Each line (prepended with a timestamp), is a separate log event. The implication of this is that if you’re querying for a particular phrase that appears in a stack trace, you will only get the exact line of the stack trace with the phrase you queried for.

This will be fixed generally for our Python applications, but still keep this in mind if you find logs that appear to be incomplete. It may be that the event parsing configuration needs tweaking to account for certain edge cases. Please open an issue if you notice this.

Logs Insights queries are not free#

Logs Insights queries parse logs on-the-fly (more or less) and cost money each time they are executed. You can minimise costs in the following ways:

  • Scope queries to as specific a period of time as possible. If you are investigating an incident with a known beginning and end, narrow the query to that time period via the date range selector at the top. If there are multiple periods with lulls in between, consider performing multiple queries and aggregating them manually outside Logs Insights.

  • Develop queries against the minimum required number.
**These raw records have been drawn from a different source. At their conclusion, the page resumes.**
PR #6995, opened 2024-06-26
[tools] Fix vm test requirement

stuartmorgan:
The logic for handling Dart unit test `test_on` directives was incorrect, causing it to skip packages that required vm testing, even when run in vm mode. This PR:
- Adds the missing tests for false negatives.
- Reworks the logic to explicitly fail for anything that isn't one of the exact patterns we are expecting, to make it much harder to re-introduce a bug like this in the future.

### DIFF
--- a/script/tool/lib/src/dart_test_command.dart
+++ b/script/tool/lib/src/dart_test_command.dart
@@ -11,6 +11,15 @@ import 'common/plugin_utils.dart';
 import 'common/pub_utils.dart';
 import 'common/repository_package.dart';
 
+const int _exitUnknownTestPlatform = 3;
+
+enum _TestPlatform {
+  // Must run in the command-line VM.
+  vm,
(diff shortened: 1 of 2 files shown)


stuartmorgan:
Hopefully we won't find latent test failures that this was hiding :|

tarrinneal:
looks like there's more non-test test failures

tarrinneal (approved):

stuartmorgan:
The package dependencies in `flutter_migrate` had become stale since we weren't running the tests and getting failures on rolls the way we did with other packages.

stuartmorgan:
Verified in CI output that this does fix the thing that caused us to find this in the first place:

```
packages/pigeon - ran
```

(It was incorrectly `skipped` before.)

stuartmorgan:
The macOS infra flake is getting pretty bad :(

PR #7003, opened 2024-06-28
150916: Uri APIs should assert when hasScheme is false

moshe5745:
Assert the uri for having hasSchema in canLaunchUrl API.

150916


stuartmorgan:
Thanks for the contribution, but as noted in the issue adding a case where the API throws is a breaking change, and that would be done as part of a larger set of other breaking changes which we don't have planned for the near future.

(In the future, please don't delete the checklist that's in the PR description; it's there because those steps are required.)

moshe5745:
So how are all the breaking changes merged? Is it a combination of multiple PRs that are merged together or one big merge?

stuartmorgan:
See https://github.com/flutter/flutter/blob/master/docs/ecosystem/contributing/README.md#breaking-changes

PR #7014, opened 2024-06-28
[ci] Adds @matanlurey to some Android CODEOWNERS until Impeller is enabled.

matanlurey:
I.e. until https://github.com/flutter/flutter/issues/151018 is completed.

I know this is not foolproof, but I'm hoping it at least keeps me on top of whatever needs to change in the meantime.


ditman (approved):
LGTM!

PR #7018, opened 2024-06-30
[path_provider_windows] add getExternalStoragePaths()

squarebrakets:
This pr allows to get list of drives in a windows system using getExternalStorageDirectories();

https://github.com/flutter/flutter/issues/151059
## Pre-launch Checklist

- [X] I signed the [CLA].


packages/path_provider/path_provider_windows/lib/src/path_provider_windows_real.dart
```diff
@@ -262,4 +262,59 @@ class PathProviderWindows extends PathProviderPlatform {
     }
     return directory.path;
   }
+
+  @override
+  Future<List<String>?> getExternalStoragePaths(
+      {StorageDirectory? type}) async {
+    if (type == null) {
+      return _getLogicalDrives();
```
stuartmorgan, line 270: This doesn't seem to correspond to the Android implementation, which is the de-facto standard for the behavior of the method (since it has previously been Android-only). From the Android docs:

> Returns absolute paths to application-specific directories on all shared/external storage devices where the application can place persistent files it owns. These files are internal to the application, and not typically visible to the user as media.

This does not describe a top-level drive.

> Shared storage devices returned here are considered a stable part of the device, including physical media slots under a protective cover. The returned paths do not include transient devices, such as USB flash drives connected to handheld devices.

This does not appear to be true of the implementation here.

stuartmorgan (commented):
Thanks for the contribution!

Per comments below, it's not clear to me that the implementation here matches the expected behavior of this method.

packages/path_provider/path_provider_windows/lib/src/path_provider_windows_real.dart
squarebrakets: I assumed getExternalStorageDirectories() is to list storage drive roots to directly list users Storage. Last time I checked 
by default this function returns Phone and SD card roots. With proper permission this allows to list SD Card and Phone storage.  According to.
 https://github.com/flutter/packages/blob/d2705fb82b2605633e8528c053148128cc202327/packages/path_provider/path_provider/lib/path_provider.dart#L186-L188

So to reflect that here getLogicalDrive is being used since default root directory is a C drive. User may opt to add custom partiion to their existing drive or may have multiple drives internally insided the machine or a SD card slot similarly to Phones' SIM/SD card slot.

squarebrakets: If the androids behavior I have seen is unexpected then getLogicalDrive has to be removed

cbracken (changes requested):
It would be useful to understand the underlying problem you're trying to solve with this PR. The idea of "external storage paths" as it exists on Android doesn't really map well to Windows.

If you wouldn't mind describing what you're trying to use this for, perhaps there's an alternate solution.

squarebrakets:
> It would be useful to understand the underlying problem you're trying to solve with this PR. The idea of "external storage paths" as it exists on Android doesn't really map well to Windows.
> 
> If you wouldn't mind describing what you're trying to use this for, perhaps there's an alternate solution.

I realize this wouldn't be straight forward to just list drives with getExternalStorageDirs(). So I am closing this. If however removing getLogicalDrives function leads to any meaningful change I will reopen this pull.

squarebrakets:
> It would be useful to understand the underlying problem you're trying to solve with this PR. The idea of "external storage paths" as it exists on Android doesn't really map well to Windows.
> 
> If you wouldn't mind describing what you're trying to use this for, perhaps there's an alternate solution.
I realize LogicalDrives deosn't really map to Androids storage media. So removing getLogicalDrives

stuartmorgan:
> > It would be useful to understand the underlying problem you're trying to solve with this PR. The idea of "external storage paths" as it exists on Android doesn't really map well to Windows.
> > If you wouldn't mind describing what you're trying to use this for, perhaps there's an alternate solution.
> 
> I realize LogicalDrives deosn't really map to Androids storage media. So removing getLogicalDrives

The use case you provided in the associated issue is "Manage users drives from a flutter app"; that's the part of the PR you removed, so it's still not clear what the use case is here. Please provide (in the issue) the use case that is addressed by this PR, and an explanation of why `getPath` doesn't handle that case.

squarebrakets:
> > > It would be useful to understand the underlying problem you're trying to solve with this PR. The idea of "external storage paths" as it exists on Android doesn't really map well to Windows.
> > > If you wouldn't mind describing what you're trying to use this for, perhaps there's an alternate solution.
> > 
> > 
> > I realize LogicalDrives deosn't really map to Androids storage media. So removing getLogicalDrives
> 
> The use case you provided in the associated issue is "Manage users drives from a flutter app"; that's the part of the PR you removed, so it's still not clear what the use case is here. Please provide (in the issue) the use case that is addressed by this PR, and an explanation of why `getPath` doesn't handle that case.

 getPath would handle these cases.  So closing this.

While you’re still building a query to find specific data, narrow the time range or use limit to reduce the number of log lines processed during each iteration. Avoid searching the full relevant data set until you’re confident that the query works and extracts the data you expect.

  • When trying to find examples of specific logs, use limit with a very low number. If you just need one example, use limit 1. If you need multiple, try to keep the number low. This is especially useful when developing parse statements.

Logs are not retained forever#

Each log group has a retention policy and none of them are forever. You can see the retention period for each log group on the log groups listing page under the “retention” heading of the table.